M = 10000  # Number of points x_i
N = 10000  # Number of points y_j
D = 3      # Dimension of the x_i's and y_j's
E = 3      # Dimension of the b_j's
REPEAT = 10  # Number of loops per test

dtype = 'float32'

Create some random input data:

x = np.random.randn(M, D).astype(dtype)  # Target points
y = np.random.randn(N, D).astype(dtype)  # Source points
b = np.random.randn(N, E).astype(dtype)  # Source signal
sigma = np.array([2.4]).astype(dtype)    # Kernel radius

And load it as PyTorch variables:

try:
    import torch

    use_cuda = torch.cuda.is_available()
    device = 'cuda' if use_cuda else 'cpu'
    torchtype = torch.float32 if dtype == 'float32' else torch.float64

    xc = torch.tensor(x, dtype=torchtype, device=device)
    yc = torch.tensor(y, dtype=torchtype, device=device)
    bc = torch.tensor(b, dtype=torchtype, device=device)
    sigmac = torch.tensor(sigma, dtype=torchtype, device=device)

except:
    pass

Convolution Benchmarks

We loop over four different kernels:

kernel_to_test = ['gaussian', 'laplacian', 'cauchy', 'inverse_multiquadric']

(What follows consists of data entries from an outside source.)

PR #206, opened 2023-05-14
Manta M8P v1.1

crazy-daddy:
Added config for Manta M8P v1.1 based on manual & wiring recommendations. Working for me, but I don't use all the pins, so please handle with care :-)


Frix-x:
Thanks for you contribution!
Since I'm currently working on the Manta V1.0 board pins, I'll merge your PR to a temporary branch and work on both templates myself to make them fit with the other files before releasing to main (hopefully alongside Klippain v4).

PR #213, opened 2023-05-26
Support for other kinematics (including Switchwire)

Frix-x:
This PR introduces support for other Kinematics in Klippain (such as CoreXZ for Switchwire or the standard Cartesian for a large range of printers).
@ndanyluk thank you for the preliminary work. Do not hesitate to react in this PR regarding the changes that I plan to do :)


W141-ID:
If you need any help regarding that, I have a switchwire running on klippain through overrides

Frix-x:
> If you need any help regarding that, I have a switchwire running on klippain through overrides

Sure. I just pushed a new commit that completes the feature.

It would be very good if you could try it and confirm that it works ok for you. There are a lot of changes, so I suggest you install the last templates and start from scratch to make sure everything is ok and there are no artifacts from your old config.

You'll find that now:
  - Axis are defined axis by axis independently to simplify it between different machine types
  - TMC configuration has been added and is done directly in the `mcu.cfg` template file.

@ndanyluk if you find time to try it out, let me know if it still works ok for you?

On my side I will try to do regression tests on my own machines and see if everything still works as it should :)
Please expect some bugs as I renamed and refactored a lot of files and stuff so I might have missed some things in the different includes... ^^

W141-ID:
I it possible to change to this branch through the install script or do I have to install it manually?

Frix-x:
> I it possible to change to this branch through the install script or do I have to install it manually?

Not with the installer directly. But you can do it this way:
  1. Just go into the klippain_config folder using SSH, then issue `git checkout multi-kinematics` to switch the repo to this branch
  1. Remove your `printer_data/config` directory (you can also just remove the `.VERSION` file to break the detection and force a reinstall of the template while getting an automated backup)
  1. Then, you can call the local install script by doing `~/klippain_config/install.sh`

config/hardware/axis/Y/TMC/TMC2209_V0specific.cfg
```diff
@@ -0,0 +1,19 @@
+# Y TMC2209 definition with some custom TMC parameters to reduce the
+# VFAs (Vertical Fine Artifacts) produced by the first V0 LDO motors kit
+
+
+# Including first the default XY TMC2209 file
```
Surion79, line 5: just Y here

macros/base/homing/homing_overide.cfg
```diff
@@ -63,7 +63,7 @@ gcode:
 
     {% endif %}
 
-    {% if probe_type_enabled == "dockable" %}
+    {% if probe_type_enabled == "dockable" or "dockable_virtual" %}
```
Surion79, line 66: review if statement if this really works. Looks uncommon.

macros/base/homing/homing_overide.cfg
```diff
@@ -216,26 +220,29 @@ gcode:
...
+        # if dockable probe as virtual endstop, then dock the probe
+        {% if probe_type_enabled == "vorontap" or "dockable_virtual" %}
             DEACTIVATE_PROBE
         {% endif %}
 
         G0 Z{homing_zhop} F{z_drop_speed}
     {% endif %}
 
-    {% if probe_type_enabled == "dockable" %}
+    {% if probe_type_enabled == "dockable" or "dockable_virtual" %}
```
Surion79, line 238: review if statement if this really works. Looks uncommon.

macros/base/probing/generic_probe.cfg
```diff
@@ -57,7 +57,7 @@ gcode:
     {% set Sz = printer["gcode_macro _USER_VARIABLES"].z_drop_speed * 60 %}
 
     # If a dockable probe is defined, then check and DETTACH the probe
-    {% if probe_type_enabled == "dockable" %}
+    {% if probe_type_enabled == "dockable" or "dockable_virtual" %}
```
Surion79, line 60: review if statement if this really works. Looks uncommon.

user_templates/mcu.cfg
```diff
@@ -13,3 +13,28 @@
...
+#   TMCs DRIVERS          #
+#-------------------------#
+
+# ---------------------------------------------------------------------- AXIS DRIVERS ----> optional, but only one line need to be selected
+### 1. X Drivers -------------------------------------------------------------------------
+# [include config/hardware/axis/X/TMC/TMC2209.cfg]
+# [include config/hardware/axis/X/TMC/TMC2209_V0specific.cfg]
+### 2. Y Drivers -------------------------------------------------------------------------
+# [include config/hardware/axis/Y/TMC/TMC2209.cfg]
+# [include config/hardware/axis/Y/TMC/TMC2209_V0specific.cfg]
```
Surion79, line 27: i would suggest to add a comment behind the V0 specific, since it is only meant for early LDO releases of the v0.1

Surion79 (changes requested):
I checked most parts. I recommend adding some checks in the startup so that only one line is used where one line is mentioned in the printer.cfg

user_templates/mcu.cfg
```diff
@@ -13,3 +13,28 @@
...
+### 3. Z Drivers -------------------------------------------------------------------------
+# [include config/hardware/axis/Z/TMC/TMC2209_1-Motor.cfg]
+# [include config/hardware/axis/Z/TMC/TMC2209_3-Motors.cfg]
+# [include config/hardware/axis/Z/TMC/TMC2209_4-Motors.cfg]
+# ----------------------------------------------------------------------------------------
+
+
+# ------------------------------------------------------------------- EXTRUDER DRIVER ----> optional, but only one line need to be selected
```
Surion79, line 35: i think a little bit of more explanation regarding toolhead vs mcu e tmc should be added

Frix-x: I don't think there is more explanation to add as when there is a toolhead MCU used and installed, it will inject some lines at the end that will automatically override the TMC pins. So this should be uncommented to select the extruder TMC and it doesn't matter if it's on the toolhead or the main MCU : it works for both the same way

Frix-x:
On my side I've done some regression tests and it looks to work as before (I just need to validate it with a full print).
I also do plan on trying the dockable_virtual configuration to see if it works correctly (it should be possible on my setup without too many changes)

What is the status of this on your side?

Surion79:
I would like to test it when it is on develop. Manual review was completed already

Frix-x:
I've added some fixes regarding the dockable_virtual which was quite dangerous in some cases (I got some crashes on my test machine). Now it should be safer.

I've also done some small refactoring to clean up the code by removing the dockable_virtual macro overrides and merging the changes into the "normal" file: it's now simpler and there's less code duplication.

It should be ready for a merge in develop now if you confirm it

Surion79 (approved):
looks good :)

PR #223, opened 2023-06-04
Fix Error in ERCF clog detection in primeline

Benoitone:
i think there is an error in check clog detection for reactivated it in prime line module??


Benoitone:
clog variables

Benoitone:
clog variables

Surion79:
i do have clog detection after prime line.
what is your point? you are refering to the config file, not the real loaded value.
This is works exactly as expected.

Benoitone:
Ho yes i Forget this... thanks

PR #239, opened 2023-06-19
fixed line start in /proc/cpuinfo

Surion79:
When i checked my startup, I found strange "unknown" system info printed for my genuine Pi4. When checking the file, I found the culprit:
image

The script checks for "Model name", instead of "Model" as shown in the screenshot. I removed the " name" section of "Model name". This should fix this issue and still be compatible for "Model name" since only "Model" is checked


Benoitone:
Does it show the correct model to you?
I have unknown system and unknown model too.
image

PR #244, opened 2023-06-23
Added comments on reading the graphs

garyd9:
Just some generic advice.


Frix-x (approved):
Thanks for this, as discussed on the Voron Discord, I'll merge it as you are perfectly right on this :)

PR #245, opened 2023-06-25
Update neopixel_caselight.cfg

smwoodward:
Was including the wrong macro, was using status macro and not caselight


mrstone14:
This update never made it into main.  patch-1 was deleted and the neopixel_caselight.cfg file still references the status macro instead of caselight macro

With four backends: Numpy, vanilla PyTorch, Generic KeOps reductions and a specific, handmade legacy CUDA code for kernel convolutions:

speed_numpy = {i:np.nan for i in kernel_to_test}
speed_pykeops = {i:np.nan for i in kernel_to_test}
speed_pytorch = {i:np.nan for i in kernel_to_test}
speed_pykeops_specific = {i:np.nan for i in kernel_to_test}

print('Timings for {}x{} convolutions:'.format(M, N))

for k in kernel_to_test:
    print('kernel: ' + k)

    # Pure numpy
    g_numpy =  np.matmul( np_kernel(x, y, sigma, kernel=k ), b)
    speed_numpy[k] = timeit.repeat('gnumpy = np.matmul( np_kernel(x, y, sigma, kernel=k), b)',
                                    globals=globals(), repeat=5, number=1)
    print('Time for NumPy:               {:.4f}s'.format( np.median(speed_numpy[k])) )



    # Vanilla pytorch (with cuda if available, and cpu otherwise)
    try:
        from pykeops.torch import Kernel, kernel_product

        params = {
            'id': Kernel(k + '(x,y)'),
            'gamma': 1. / (sigmac**2),
            'backend': 'pytorch',
        }

        g_pytorch = kernel_product(params, xc, yc, bc, mode='sum').cpu()
        torch.cuda.synchronize()
        speed_pytorch[k] = np.array(timeit.repeat(
            "kernel_product(params, xc, yc, bc, mode='sum'); torch.cuda.synchronize()",
            globals=globals(), repeat=REPEAT, number=4)) / 4

        print('Time for PyTorch:             {:.4f}s'.format(np.median(speed_pytorch[k])), end='')
        print('   (absolute error:       ', np.max(np.abs(g_pytorch.numpy() - g_numpy)),')')
    except:
        print('Time for PyTorch:             Not Done')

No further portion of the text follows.